Это вкратце. Всего лишь для того, чтобы понять, почему первая в XX веке реставрация мусульманских святынь на Храмовой горе была выполнена в 1938–1942 годах по преимуществу на немецкие деньги. Кстати, самое известное ее наследие – колонны каррарского мрамора, подаренные лично Муссолини и стоящие сейчас в Аль-Аксе на диво всем туристам.
Остается только добавить, что в новейшее время реконструкция исламских памятников на Храмовой горе (как и святынь в Мекке и Медине) проводилась строительной компанией отца Осамы бен Ладена – и посчитать расстояние от места, где все это происходило, до Ядва-Шема [5]5
Яд ва-Ше́м – израильский Национальный институт памяти жертв Катастрофы (Шоа) и героизма. Расположен в Иерусалиме на горе Памяти (Я‘ар ха-зиккарон). Название – из Библии: «…им дам Я в доме Моем и в стенах Моих место [память] и имя, которые не изгладятся вовеки…» (Ис. 56:5).
[Закрыть]: шесть километров, если напрямик.
Таким образом, мы видим, что необходимым условием мира является признание исламистами права евреев, чья суть совпадает с их священными текстами и мировой историей, на существование.
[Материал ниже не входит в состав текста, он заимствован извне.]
PR #62, opened 2024-04-26
IR-207: Refactor JPA data model

ushkarev:
This renames JPA entity classes to:
• drop “incident” from their names – which appeared in some, but not all, and is a redundant concept given everything here is about incidents.
• have “question”-“response” pairs making up ”reports” that are grouped into “events” – this will match the designs and NOMIS model more closely

Some database fields have been renamed to more clearly describe their function. Eg. “dataItem” & “dataItemDescription” that form a question are now “code” and “question”.

No logic has changed.

Flyway migrations have been regenerated from scratch so existing databases will need a manual reset before deployment.


Mjwillis (approved):
LGTM

xoen (commented):
Nice work :)

PR #64, opened 2024-04-26
IR-196: Map JPA entities to DTOs

ushkarev:


src/main/kotlin/uk/gov/justice/digital/hmpps/incidentreporting/dto/nomis/Mapping.kt
```diff
@@ -0,0 +1,220 @@
...
+  val report = Report(
+    incidentNumber = "$incidentId",
+    type = mapIncidentType(type),
+    incidentDateAndTime = incidentDateTime,
+    prisonId = prison.code,
+    title = title ?: "NO DETAILS GIVEN",
+    description = description ?: "NO DETAILS GIVEN",
+    reportedBy = reportingStaff.username,
+    reportedDate = reportedDateTime,
+    status = mapIncidentStatus(status.code),
```
xoen, line 26: As mentioned offline, I think it would be _**really nice**_  if the mapping logic were attached to the enums, e.g.

```Kotlin
type = Status.fromCode(status.code)
// type = Type.fromCode(type)
// etc...
```

ushkarev: so you want all these string to enum conversions in the same files as the enum classes themselves?

src/main/kotlin/uk/gov/justice/digital/hmpps/incidentreporting/dto/Report.kt
```diff
@@ -8,33 +8,57 @@ import java.util.UUID
...
+  @Schema(description = "When the incident report was created", required = true, example = "2024-04-29T12:34:56.789012")
   val reportedDate: LocalDateTime,
+  @Schema(description = "The current status of this report", required = true)
   val status: Status,
+  @Schema(description = "Optional user who this report is currently assigned to", required = false, defaultValue = "null")
   val assignedTo: String? = null,
 
+  @Schema(description = "The question-response pairs that make up this report", required = true)
   val questions: List<Question> = emptyList(),
+  @Schema(description = "Prior versions of this report, created when the report type changes", required = true)
```
xoen, line 39: I know this is not there yet but would a new version be created when anything changes? not just the type no?

ushkarev: apparently only when the type is changed; to match nomis

src/main/kotlin/uk/gov/justice/digital/hmpps/incidentreporting/jpa/HistoricalQuestion.kt
```diff
@@ -123,4 +125,10 @@ class HistoricalQuestion(
   override fun toString(): String {
     return "HistoricalQuestion(code='$code', responses=$responses)"
   }
+
+  fun toDto() = HistoricalQuestionDto(
+    code = code,
+    question = question,
+    responses = responses.map { it.toDto() },
```
xoen, line 132: I like the `responses = responses.map(HistoricalResponse::toDto),` form better because it makes it much clearer what are the types you're dealing with.

xoen (approved):
LGTM 👍 

(it would be nice to have a `Entity` suffix added to all JPA entities but I guess it could be done in a separate PR)

PR #67, opened 2024-05-03
Removed unnecessary `Serializable` marker interface from JPA entities

xoen:
We don't manually serialize JPA entities to files or over-the-wire and tests pass so these seems to be unnecessary.

(if in the future we find that these are required we can easily readd)


Mjwillis (approved):
lgtm

ushkarev:
[notes down who to blame when everything breaks… 😉]

PR #74, opened 2024-05-09
IR-199: Test NOMIS→Entity→DPS mappings

ushkarev:
Most mappings are already tested as part of end-to-end / integration resource and service tests (there are many JSON input / response assertions).

These extra test cases are for covering edge cases. And, potentially, for future additions of other edge cases.


Mjwillis (approved):
LGTM

PR #80, opened 2024-05-14
IR-224: NOMIS sync endpoint updates report

xoen:
Report is now updated with information provided in sync request:
- type
- staff involvement
- prisoners involvement
- correction requests (called "requirements" in the NOMIS sync request)
- questions/answers
- history

Logic is very similar to one in Mapping. That's why I've extracted it into extension functions that they're reused in the (JPA) `Report`'s `updateWith()` method.
The main difference is that the `updateWith()` method _**clears**_ the associated records before adding whatever is provided by the sync request (using the `Mapping.kt` extensions function.

### DIFF
--- a/src/main/kotlin/uk/gov/justice/digital/hmpps/incidentreporting/jpa/Report.kt
+++ b/src/main/kotlin/uk/gov/justice/digital/hmpps/incidentreporting/jpa/Report.kt
@@ -22,6 +22,7 @@ import uk.gov.justice.digital.hmpps.incidentreporting.constants.StaffRole
 import uk.gov.justice.digital.hmpps.incidentreporting.constants.Status
 import uk.gov.justice.digital.hmpps.incidentreporting.constants.Type
 import uk.gov.justice.digital.hmpps.incidentreporting.dto.nomis.NomisReport
+import uk.gov.justice.digital.hmpps.incidentreporting.dto.nomis.addNomisCorrectionRequests
 import uk.gov.justice.digital.hmpps.incidentreporting.dto.nomis.addNomisPrisonerInvolvements
 import uk.gov.justice.digital.hmpps.incidentreporting.dto.nomis.addNomisStaffInvolvements
 import java.time.Clock
@@ -265,6 +266,9 @@ class Report(
 
     prisonersInvolved.clear()
     addNomisPrisonerInvolvements(upsert.offenderParties)
+
+    correctionRequests.clear()
+    addNomisCorrectionRequests(upsert.requirements)
 
     // TODO: need to compare and update other fields and related entities
   }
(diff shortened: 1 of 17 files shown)


src/main/kotlin/uk/gov/justice/digital/hmpps/incidentreporting/jpa/Report.kt
```diff
@@ -253,7 +244,22 @@ class Report(
       addStatusHistory(newStatus, now, updatedBy)
     }
 
-    // TODO: need to compare and update other fields and related entities
```
ushkarev, line 256: there are still a few fields on `Report` that ought to be copied across.

the slightly harder question is what do we do about `Event`? if the report originally came from NOMIS, the event is a copy of a bunch of report fields – if we know this update is to a report from NOMIS, we should copy across the changes to the event. but what if the original report came from DPS?

xoen: You answered your own question: I don't think the event should be updated when updating/syncing from NOMIS. The upsert itself doesn't contain any (explicit) information about the event and we only populated it on creation with good enough (guessed) values...but after the Report is created the Event could have changed in the DPS service and we wouldn't want an upsert without explicit event information to reset these potential changes.

xoen: Just to recap, for now I'll update the event fields that we update. In the future we may or may not break this link on update.

https://github.com/ministryofjustice/hmpps-incident-reporting-api/pull/80/commits/034ee1a850e60738311749476142112959889415

src/test/kotlin/uk/gov/justice/digital/hmpps/incidentreporting/resource/NomisSyncResourceTest.kt
```diff
@@ -756,7 +756,15 @@ class NomisSyncResourceTest : SqsIntegrationTestBase() {
           id = existingNomisReport.id,
           incidentReport = syncRequest.incidentReport.copy(
             incidentId = INCIDENT_NUMBER,
+            title = "Updated title",
```
xoen, line 759: I'm explicitly passing these fields to test that the upsert changes them.

src/test/kotlin/uk/gov/justice/digital/hmpps/incidentreporting/dto/NomisDtoToJpaMappingEdgeCaseTest.kt
```diff
@@ -156,8 +156,8 @@ class NomisDtoToJpaMappingEdgeCaseTest {
 
       val eventEntity = existingReportEntity.event
       // TODO: changes not copied to event, should they be? probably not (then keep assertions but drop comment)
```
ushkarev, line 158: can remove TODO

src/test/kotlin/uk/gov/justice/digital/hmpps/incidentreporting/dto/NomisDtoToJpaMappingEdgeCaseTest.kt
```diff
@@ -175,8 +175,8 @@ class NomisDtoToJpaMappingEdgeCaseTest {
...
```
ushkarev, line 177: can remove TODO

ushkarev (approved):

PR #81, opened 2024-05-15
IR-234: Add paginated endpoint to return all reports

ushkarev:
Filtering is not currently supported, but this will still be useful for periodic jobs to reconcile reports against NOMIS.

### DIFF
--- a/src/main/kotlin/uk/gov/justice/digital/hmpps/incidentreporting/service/ReportService.kt
+++ b/src/main/kotlin/uk/gov/justice/digital/hmpps/incidentreporting/service/ReportService.kt
@@ -4,6 +4,10 @@ import com.microsoft.applicationinsights.TelemetryClient
 import jakarta.validation.ValidationException
 import org.slf4j.Logger
 import org.slf4j.LoggerFactory
+import org.springframework.data.domain.Page
+import org.springframework.data.domain.PageRequest
+import org.springframework.data.domain.Pageable
+import org.springframework.data.domain.Sort
 import org.springframework.stereotype.Service
 import org.springframework.transaction.annotation.Transactional
 import uk.gov.justice.digital.hmpps.incidentreporting.config.AuthenticationFacade
@@ -29,6 +33,13 @@ class ReportService(
 ) {
   companion object {
     val log: Logger = LoggerFactory.getLogger(this::class.java)
+  }
+
+  fun getReports(
+    pageable: Pageable = PageRequest.of(0, 20, Sort.by("incidentDateAndTime").descending()),
+  ): Page<ReportDto> {
+    return reportRepository.findAll(pageable)
+      .map { it.toDto() }
   }
 
   fun getReportById(id: UUID): ReportDto? {
--- a/src/test/kotlin/uk/gov/justice/digital/hmpps/incidentreporting/resource/ReportResourceTest.kt
+++ b/src/test/kotlin/uk/gov/justice/digital/hmpps/incidentreporting/resource/ReportResourceTest.kt
@@ -126,9 +126,10 @@ class ReportResourceTest : SqsIntegrationTestBase() {
               "size": 20,
               "numberOfElements": 0,
               "totalElements": 0,
-              "totalPages": 0
+              "totalPages": 0,
+              "sort": ["incidentDateAndTime,DESC"]
             }""",
-            false,
+            true,
           )
       }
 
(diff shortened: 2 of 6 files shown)


src/main/kotlin/uk/gov/justice/digital/hmpps/incidentreporting/service/ReportService.kt
```diff
@@ -31,6 +35,13 @@ class ReportService(
     val log: Logger = LoggerFactory.getLogger(this::class.java)
   }
 
+  fun getReports(
+    pageable: Pageable = PageRequest.of(0, 20, Sort.by("incidentDateAndTime").descending()),
```
Mjwillis, line 39: Is date the best sort or the Incident report ID? I think we want a consistent list order.  i.e. the reports come out in the same order each time.  Could use the created date instead also - its just that incident Date /Time could have a new report added in the middle

Mjwillis (approved):
Comment about the ordering, but happy otherwise

src/main/kotlin/uk/gov/justice/digital/hmpps/incidentreporting/service/ReportService.kt
ushkarev: this is just the default and sort orders can be specified by the client. i figured that this endpoint will in future be used to answer “gimme the latest reports in MDI” so the date the incident occurred seemed a reasonable default.

the reconciliation process should probably not use a date as it won't result in a stable order (they’re non-unique columns). actually, especially so with created date – we don’t migrate that info from NOMIS so it’s the moment of migration that gets stored. i think that reconciliation should sort on incident number (which works according to the test case) or id.

xoen: I think for the purpose of reconciliation return them sorted by the ID may be the best thing to do. It should be fast as it's the PK and it avoid the scenario where new reports may be added to older pages.

src/test/kotlin/uk/gov/justice/digital/hmpps/incidentreporting/resource/ReportResourceTest.kt
```diff
@@ -74,29 +80,20 @@ class ReportResourceTest : SqsIntegrationTestBase() {
...
       fun `access forbidden with wrong role`() {
-        webTestClient.get().uri("/incident-reports/${existingReport.id}")
+        webTestClient.get().uri(url)
           .headers(setAuthorisation(roles = listOf("ROLE_BANANAS")))
           .header("Content-Type", "application/json")
           .exchange()
           .expectStatus().isForbidden
       }
-
-      @Test
```
xoen, line 84: Is this test gone? I see there are new similar tests but not for the `GET /incident-reports/${existingReport.id}` endpoint? (I'm probably missing something)

ushkarev: it's doing the wrong thing. `MAINTAIN_INCIDENT_REPORTS` is _not_ needed. and `read` is the _right_ scope (tho the endpoint does not require any particular scope)

src/main/kotlin/uk/gov/justice/digital/hmpps/incidentreporting/service/ReportService.kt
ushkarev: i updated my comment a bit late but we cannot sort the reports by id and have the order be stable since _these_ uuids are essentially random.

still, it’s up to the client to decide what field to order by 🤷

xoen: Oh they're UUID, so that's true! In that case sorting by date is more sensible.

Maybe sort by creation date would be better and there is less chance of newer reports getting in the "middle"?

ushkarev: >Maybe sort by creation date would be better and there is less chance of newer reports getting in the "middle"?

creation date is still a problem for reports that come from nomis:

>the reconciliation process should probably not use a date as it won't result in a stable order (they’re non-unique columns). actually, especially so with created date – we don’t migrate that info from NOMIS so it’s the moment of migration that gets stored.

Mjwillis: Yes don't use UUID for sorting. But we have the incident reporting number which is unique

PR #238, opened 2024-12-13
IR-724 Null out incidentChangeDate

Mjwillis:


src/test/kotlin/uk/gov/justice/digital/hmpps/incidentreporting/resource/NomisSyncResourceTest.kt
```diff
@@ -284,7 +284,6 @@ class NomisSyncResourceTest : SqsIntegrationTestBase() {
             description = "Damage",
             createDateTime = now,
             createdBy = reportingStaff.username,
-            incidentChangeDate = now.toLocalDate(),
```
Mjwillis, line 287: We can remove as we now will fall back to createDateTime if now populated

karenmillermoj (approved):
lgtm

src/main/kotlin/uk/gov/justice/digital/hmpps/incidentreporting/dto/nomis/NomisHistory.kt
```diff
@@ -17,7 +17,7 @@ data class NomisHistory(
   val questions: List<NomisHistoryQuestion>,
   @Schema(description = "When the questionnaire was changed")
   @Deprecated("Use incidentChangeDateTime instead")
-  val incidentChangeDate: LocalDate,
+  val incidentChangeDate: LocalDate? = null,
```
xoen, line 20: Is the sync service always passing the `incidentChangeDateTime` field now? I do wonder if it's worth removing this deprecated field altogether instead of just making it nullable?

But I may miss something, sorry.

karenmillermoj: ah true - we need to sync pushing to prod, but yes, you're right

PR #241, opened 2024-12-17
IR-697: Permit deleting questions and responses from reports by code

ushkarev:


src/main/kotlin/uk/gov/justice/digital/hmpps/incidentreporting/jpa/Report.kt
```diff
@@ -423,16 +424,20 @@ class Report(
...
+  fun removeQuestion(question: Question) {
+    questions.remove(question)
+  }
+
+  fun removeQuestions(questionCodes: Set<String>) {
+    val questionsToRemove = questions.filter { questionCodes.contains(it.code) }
+    val questionCodesFound = questionsToRemove.mapTo(mutableSetOf()) { it.code }
+    val missingCodes = questionCodes - questionCodesFound
+    if (missingCodes.isNotEmpty()) {
+      throw QuestionsNotFoundException(missingCodes)
```
xoen, line 436: What does this mean? Does it mean that if the client for whatever reason pass a question ID which is not answered it would get an error?

Is this necessary? Couldn't that just be ignored? I don't think there is any harm. I don't think I would pass anything extra but it shouldn't make any difference (e.g. it's a no-op to remove a question which was not answered before)

src/main/kotlin/uk/gov/justice/digital/hmpps/incidentreporting/resource/ReportQuestionResponseResource.kt
```diff
@@ -174,12 +175,30 @@ class ReportQuestionResponseResource(
       ),
     ],
   )
-  fun deleteLastQuestionAndResponses(
+  fun deleteQuestionsAndResponses(
     @Schema(description = "The incident report id", example = "11111111-2222-3333-4444-555555555555", requiredMode = Schema.RequiredMode.REQUIRED)
     @PathVariable
     reportId: UUID,
+    @Parameter(
```
xoen, line 182: So this is not in the request body? 🤔

ushkarev: yeah query string as we discussed a couple of weeks ago

xoen (approved):

PR #250, opened 2024-12-19
IR-735 Remove sending events for NOMIS sync

Mjwillis:


src/main/kotlin/uk/gov/justice/digital/hmpps/incidentreporting/service/NomisSyncService.kt
```diff
@@ -53,9 +54,9 @@ class NomisSyncService(
   }
 
   private fun updateExistingReport(reportId: UUID, incidentReport: NomisReport): ReportWithDetails {
-    log.debug("Locking existing report: ${incidentReport.incidentId}")
+    log.info("Locking existing report: ${incidentReport.incidentId}")
```
xoen: Should we log the reportID/UUID instead? I feel like it may be easier to investigate via the UI.

ushkarev (approved):

src/main/kotlin/uk/gov/justice/digital/hmpps/incidentreporting/service/NomisSyncService.kt
Mjwillis: Yes probably but the ref Id is also nice

ushkarev: easy enough to look in db

PR #254, opened 2024-12-20
IR-738: Remove reasons for correction requests

ushkarev:
This field is not available in NOMIS data and does not appear necessary given progressing designs

See also: [ui#300](https://github.com/ministryofjustice/hmpps-incident-reporting/pull/300)


src/test/resources/related-objects/correction-requests/update-request-partial.json
```diff
@@ -1,3 +1,3 @@
 {
-  "descriptionOfChange": "Description needs to mention prisoner numbers"
+  "descriptionOfChange": "Description needs to mention prisoner name"
```
ushkarev, line 2: annoyingly, the partial update test case is basically the same as the normal one.
…but it'd take a bigger change to the abstract test classes to make partial update test cases optional for related entities.

xoen (approved):

PR #260, opened 2025-01-10
IR-747: Support filtering by references

ushkarev:


jonesj2193 (approved):
From what I can tell it looks good and makes sense to me.

PR #262, opened 2025-01-17
IR-761: Flags to accommodate “skip for now” functionality in UI

ushkarev:
Add flags to report (returned only when requesting full details) that are used to indicate that adding staff or prisoner involvement is incomplete. A freshly created report has both set to true and adding involvements automatically flips the flag to false. However removing all existing involvements will _not_ set the flag back to incomplete.

This will be used only by the UI (to allow users to remind themselves that involvements need to be added later) and downstream data consumers should ignore them.


Mjwillis (approved):
LGTM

Работа, требующаяся от Ишмаэля для того, чтобы все-таки узреть истину и хотя бы дать, если не уступить, Ицхаку место на Храмовой горе, – огромная. Но он должен ее выполнить; если только он не хочет, чтобы евреи полностью исчезли с лица земли. Что значит для Ишмаэля помириться с Ицхаком? Что значит для Ицхака помириться с Ишмаэлем? Нет другого пути, как прийти к их отцу со смирением. Тогда и случится работа над миром, над его исправлением: не война, а сотрудничество. Нужно прекратить боль, кровь, грязь, голод, болезни, униженность и обездоленность – всё, что постигло Ишмаэля в пустыне и сейчас переживает третий мир. Но как устранить боль озлобляющей обиды? Здесь не обойтись без усилий его, Ишмаэля, души. И неужели главный вывод из всех восточных военных операций состоит в том, что до сих пор Запад ничего не знал о третьем мире? Неужели война теперь стала способом народов узнать лучше друг друга? Почти все израильские боевые генералы, знающие цену человеческой жизни, – левые.